Dataset entries:
PR #2979, opened 2024-10-01
Update MgCommandMetadata.json

lukasgd1913:
Added permissionreference for "/identity/conditionalAccess" entries.

﻿

Fixes #

-
-
-

### Other links

-
-
-


timayabi2020:
Hi @lukasgd1913 thank you for making this contribution. Kindly note that ``MgCommandMetadata.json`` is autogenerated during cmdlet build. You can open the issue here https://github.com/microsoftgraph/msgraph-sdk-powershell/issues so that the team responsible can be tagged and respond to it.

lukasgd1913:
thanks for the message @timayabi2020 
I am aware that this is autogenerated. This was already in the description of the pull request. But it also said that you look at the pull request and adjust it in the automation.

timayabi2020:
@lukasgd1913 for every WeeklyDocsRefresh PR which is responsible for updating the Open Api files used for generating/updating cmdlets, the ``MgCommandMetadata.json`` file is also updated with metadata for generated cmdlets.  This means that even if we check in your changes they will still be overwritten in the next automated run.  My suggestion is that we should try and solve the issue you are addressing in a different way, other than directly modifying the metadata file. i.e.  Find out why we have missing permission references for some paths.

Also, if you look at the PRs responsible for updating metadata file, the message is that we should check for unnecessary deletions and additions and not go ahead to directly modify anything on the generated files.  This is supposed to prompt the reviewer to check on the process responsible for making the changes.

• **TASK**: Out of the records, collect only those lines that contain the string "message".

• **TASK ANSWER**:
thanks for the message @timayabi2020 
Also, if you look at the PRs responsible for updating metadata file, the message is that we should check for unnecessary deletions and additions and not go ahead to directly modify anything on the generated files.  This is supposed to prompt the reviewer to check on the process responsible for making the changes.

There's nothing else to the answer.